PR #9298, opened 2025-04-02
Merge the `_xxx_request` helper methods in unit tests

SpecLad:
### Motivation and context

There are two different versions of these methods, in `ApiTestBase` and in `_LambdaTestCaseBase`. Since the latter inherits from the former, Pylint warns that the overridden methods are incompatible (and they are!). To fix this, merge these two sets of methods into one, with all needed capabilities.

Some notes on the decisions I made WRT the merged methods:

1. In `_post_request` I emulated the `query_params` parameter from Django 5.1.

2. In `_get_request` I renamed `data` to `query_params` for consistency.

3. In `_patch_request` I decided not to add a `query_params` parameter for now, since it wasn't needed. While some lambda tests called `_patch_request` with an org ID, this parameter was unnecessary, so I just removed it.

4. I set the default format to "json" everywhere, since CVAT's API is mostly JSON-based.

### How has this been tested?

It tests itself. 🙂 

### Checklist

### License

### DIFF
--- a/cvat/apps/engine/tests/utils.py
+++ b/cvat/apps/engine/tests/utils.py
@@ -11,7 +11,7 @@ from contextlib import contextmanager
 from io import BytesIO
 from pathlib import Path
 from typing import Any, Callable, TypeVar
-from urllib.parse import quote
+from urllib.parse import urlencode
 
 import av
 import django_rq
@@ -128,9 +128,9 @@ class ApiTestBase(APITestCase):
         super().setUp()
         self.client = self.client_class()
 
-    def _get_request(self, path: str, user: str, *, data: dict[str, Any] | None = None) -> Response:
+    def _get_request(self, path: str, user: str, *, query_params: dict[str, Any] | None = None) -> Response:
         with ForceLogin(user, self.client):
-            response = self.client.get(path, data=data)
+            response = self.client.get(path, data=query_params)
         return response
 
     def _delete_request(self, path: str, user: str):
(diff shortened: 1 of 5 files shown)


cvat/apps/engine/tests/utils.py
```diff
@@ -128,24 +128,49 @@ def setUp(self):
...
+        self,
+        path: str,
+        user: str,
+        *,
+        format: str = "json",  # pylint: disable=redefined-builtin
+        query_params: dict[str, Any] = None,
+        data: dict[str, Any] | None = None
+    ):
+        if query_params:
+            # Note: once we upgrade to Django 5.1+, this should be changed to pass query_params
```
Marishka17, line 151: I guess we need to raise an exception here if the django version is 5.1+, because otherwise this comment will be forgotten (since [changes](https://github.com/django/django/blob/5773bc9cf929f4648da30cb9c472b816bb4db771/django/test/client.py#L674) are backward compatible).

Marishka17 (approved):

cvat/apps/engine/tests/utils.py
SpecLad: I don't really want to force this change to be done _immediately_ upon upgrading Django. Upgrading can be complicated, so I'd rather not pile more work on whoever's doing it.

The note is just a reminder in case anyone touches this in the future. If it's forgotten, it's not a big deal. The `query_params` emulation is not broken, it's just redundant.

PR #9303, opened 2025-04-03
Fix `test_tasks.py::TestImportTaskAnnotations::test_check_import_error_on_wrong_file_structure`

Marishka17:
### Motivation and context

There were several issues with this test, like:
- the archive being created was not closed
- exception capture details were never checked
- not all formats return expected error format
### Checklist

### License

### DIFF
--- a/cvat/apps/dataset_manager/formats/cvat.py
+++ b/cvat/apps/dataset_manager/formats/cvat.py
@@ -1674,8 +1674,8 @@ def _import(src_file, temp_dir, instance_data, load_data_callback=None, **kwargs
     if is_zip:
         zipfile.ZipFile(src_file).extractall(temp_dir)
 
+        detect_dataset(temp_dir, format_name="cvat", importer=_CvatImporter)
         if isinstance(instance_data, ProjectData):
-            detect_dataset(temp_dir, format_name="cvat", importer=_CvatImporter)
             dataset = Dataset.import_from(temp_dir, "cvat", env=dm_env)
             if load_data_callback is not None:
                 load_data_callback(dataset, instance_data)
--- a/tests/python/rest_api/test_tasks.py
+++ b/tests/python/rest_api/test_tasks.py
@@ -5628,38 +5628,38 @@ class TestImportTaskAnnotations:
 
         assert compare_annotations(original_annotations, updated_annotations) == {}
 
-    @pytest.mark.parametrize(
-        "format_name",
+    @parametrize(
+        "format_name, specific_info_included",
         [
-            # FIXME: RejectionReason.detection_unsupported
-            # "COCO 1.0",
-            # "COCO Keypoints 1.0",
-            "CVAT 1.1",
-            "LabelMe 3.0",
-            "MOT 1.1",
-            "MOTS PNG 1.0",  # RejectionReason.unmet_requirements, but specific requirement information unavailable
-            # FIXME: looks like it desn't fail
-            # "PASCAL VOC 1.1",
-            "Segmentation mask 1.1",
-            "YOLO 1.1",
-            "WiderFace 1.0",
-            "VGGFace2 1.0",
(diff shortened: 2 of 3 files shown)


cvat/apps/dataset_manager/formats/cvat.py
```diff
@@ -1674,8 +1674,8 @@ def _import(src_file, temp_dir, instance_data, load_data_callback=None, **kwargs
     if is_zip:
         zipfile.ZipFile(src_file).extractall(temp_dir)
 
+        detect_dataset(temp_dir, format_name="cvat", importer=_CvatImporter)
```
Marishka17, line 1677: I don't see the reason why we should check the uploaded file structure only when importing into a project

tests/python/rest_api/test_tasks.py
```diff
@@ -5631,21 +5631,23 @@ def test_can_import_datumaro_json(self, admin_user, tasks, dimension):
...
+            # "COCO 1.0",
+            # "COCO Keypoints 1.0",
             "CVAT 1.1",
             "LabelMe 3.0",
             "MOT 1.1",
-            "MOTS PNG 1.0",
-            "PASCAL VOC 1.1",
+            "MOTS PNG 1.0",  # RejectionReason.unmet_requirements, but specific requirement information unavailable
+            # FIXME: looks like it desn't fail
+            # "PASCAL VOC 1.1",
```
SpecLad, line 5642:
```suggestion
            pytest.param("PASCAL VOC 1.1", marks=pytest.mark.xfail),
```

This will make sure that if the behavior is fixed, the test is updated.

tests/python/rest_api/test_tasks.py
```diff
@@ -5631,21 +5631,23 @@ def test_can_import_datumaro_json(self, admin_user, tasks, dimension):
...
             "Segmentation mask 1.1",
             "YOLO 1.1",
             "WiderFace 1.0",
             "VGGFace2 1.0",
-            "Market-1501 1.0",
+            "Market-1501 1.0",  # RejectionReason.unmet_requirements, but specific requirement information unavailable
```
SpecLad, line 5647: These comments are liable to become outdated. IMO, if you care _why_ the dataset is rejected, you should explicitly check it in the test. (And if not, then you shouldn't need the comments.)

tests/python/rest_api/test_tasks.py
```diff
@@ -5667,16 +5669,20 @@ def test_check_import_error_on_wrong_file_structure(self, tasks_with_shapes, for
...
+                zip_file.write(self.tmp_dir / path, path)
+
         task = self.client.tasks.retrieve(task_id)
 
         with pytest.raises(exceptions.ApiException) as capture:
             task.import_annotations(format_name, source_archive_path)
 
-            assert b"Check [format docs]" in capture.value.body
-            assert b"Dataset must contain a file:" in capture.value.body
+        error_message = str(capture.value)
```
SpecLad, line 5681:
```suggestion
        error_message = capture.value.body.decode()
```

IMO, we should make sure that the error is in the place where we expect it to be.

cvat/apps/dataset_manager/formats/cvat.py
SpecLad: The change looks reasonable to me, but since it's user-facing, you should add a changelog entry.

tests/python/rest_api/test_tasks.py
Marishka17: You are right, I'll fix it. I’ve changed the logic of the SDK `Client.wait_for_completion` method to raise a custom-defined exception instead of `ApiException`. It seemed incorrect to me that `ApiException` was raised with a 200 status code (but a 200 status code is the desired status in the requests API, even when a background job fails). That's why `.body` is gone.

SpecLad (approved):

::::::

EXERCISE REQUIREMENTS: Copy from the entries above each line in which the string "parameter" can be found.

RESULT OF THIS TASK:
1. In `_post_request` I emulated the `query_params` parameter from Django 5.1.
3. In `_patch_request` I decided not to add a `query_params` parameter for now, since it wasn't needed. While some lambda tests called `_patch_request` with an org ID, this parameter was unnecessary, so I just removed it.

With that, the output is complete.